◆ **Task**: Search the data below, and report every line in which "Libraries" occurs.
---- Given entries
PR #2907, opened 2015-10-12
Updates to single panel behavior

designedbyscience:
Changes to the sizes of the section in order to stop the layers panel from jumping around

### DIFF
--- a/src/js/jsx/PanelSet.jsx
+++ b/src/js/jsx/PanelSet.jsx
@@ -254,7 +254,9 @@ define(function (require, exports, module) {
                             key: documentID,
                             disabled: disabled,
                             document: document,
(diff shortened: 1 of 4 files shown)


iwehrman:
Can you give me a little more of a hint about what's supposed to happen here? Indeed, the layers panel does not seem to bounce around, except when there are no selected layers. So, I guess it works?

designedbyscience:
When Effects and/or Exports are open, they only take up 15% of the height, and Layers & Libraries fills the rest
When Layers and Libraries are closed, Effects and Exports will fill the space depending on their contents (just uses flex box)

iwehrman:
I see, therefore I merge.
--------
◆ **Output for this task**:
When Effects and/or Exports are open, they only take up 15% of the height, and Layers & Libraries fills the rest
When Layers and Libraries are closed, Effects and Exports will fill the space depending on their contents (just uses flex box)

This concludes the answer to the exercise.